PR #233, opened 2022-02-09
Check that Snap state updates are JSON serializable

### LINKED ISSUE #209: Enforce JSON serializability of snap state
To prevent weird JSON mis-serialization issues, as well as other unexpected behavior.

--- The task ---
The final stretch of the listing, from the line containing "Check that Snap" through its last line, both included, is to be output exactly and by itself.

--- Output ---
Check that Snap state updates are JSON serializable

### LINKED ISSUE #209: Enforce JSON serializability of snap state
To prevent weird JSON mis-serialization issues, as well as other unexpected behavior.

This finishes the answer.